Em entrevista ao repórter Sérgio Torres, o economista Jarpa Andrade averigua que a grande repercussão da feira se deve à possibilidade de barganha entre vendedor e consumidor – “Que outro lugar senão a feira você negocia preços e compra tudo com muitos descontos?”, questiona. Além disso, Andrade propõe também que a proximidade entre comerciante e freguês é um fator decisivo na hora de fechar negócio. 

Benefícios

O lojista Renato Rodrigues trabalha com vestuário infantil e acredita ter descoberto a fórmula para angariar a clientela. “Você tem que oferecer ao seu bairro o que ele necessita, e colocar esse artigo num preço que dê pra todo mundo comprar”, orienta.

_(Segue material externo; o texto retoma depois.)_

PR #621, opened 2022-04-27
vterm: fix paste-before and add paste-after command

FrostyX:
The `vterm-yank` that is currently bound to `p` actually pastes before
the cursor, so I am rebinding it to `P` and adding a function for
pasting after the cursor.

### DIFF
--- a/modes/vterm/evil-collection-vterm.el
+++ b/modes/vterm/evil-collection-vterm.el
@@ -91,6 +91,13 @@ also uses `evil-mode'."
   (vterm-goto-char (vterm--get-end-of-line))
   (call-interactively #'evil-append))
 
+(declare-function vterm-yank "vterm")
+
+(defun evil-collection-vterm-paste-after (&optional arg)
+  (interactive "P")
+  (vterm-goto-char (+ 1 (point)))
+  (call-interactively #'vterm-yank arg))
+
 (evil-define-operator evil-collection-vterm-delete (beg end type register yank-handler)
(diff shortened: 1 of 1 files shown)


condy0919:
> modes/vterm/evil-collection-vterm.el:94:2: Error: Unused lexical argument `arg'

modes/vterm/evil-collection-vterm.el
```diff
@@ -91,6 +91,11 @@ also uses `evil-mode'."
   (vterm-goto-char (vterm--get-end-of-line))
   (call-interactively #'evil-append))
 
+(defun evil-collection-vterm-paste-after (&optional arg)
```
condy0919, line 94: `arg` -> `_arg`

condy0919 (changes requested):

modes/vterm/evil-collection-vterm.el
FrostyX: Thank you for the review.
I used it for `vterm-yank` like so

```
 (call-interactively #'vterm-yank arg))
```

I am not sure if it is useful but I think it's better than just ignoring the parameter.

condy0919: OK

condy0919:
> modes/vterm/evil-collection-vterm.el: Error: the function ‘vterm-yank’ is not known to be defined.

`declare-function` it.

FrostyX:
Fixed

PR #622, opened 2022-04-28
vterm: use ^ for jumping at the beginning of the command but after prompt

FrostyX:
We have `0` for jumping at the very first character of the current
line and `^` for jumping to the non-blank character. It is useful to
keep this distinction in `vterm` buffers. However, it doesn't make
much sense in the command part. Because we have a prompt, both of the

Leila mora no Jacintinho há 12 anos. Animada, ela conta que a feira oferece ótimos preços e comodidade ao cliente. “É bem mais em conta e tudo se encontra. Pra quem mora aqui eu acho uma grande vantagem porque é um preço que você economiza. A pessoa pega um ônibus, a ida e volta dá sete reais, aqui com sete reais já dá pra comprar um pão, leite, uma verdura, uma fruta”, relata.

Formalidade e orientação

O comércio popular gera emprego, mesmo que por meio informal. Segundo especialistas, dois terços da população vivem dele e ganham em média um salário mínimo. A maior parte é gasta com necessidades básicas – alimentação, higiene pessoal e limpeza.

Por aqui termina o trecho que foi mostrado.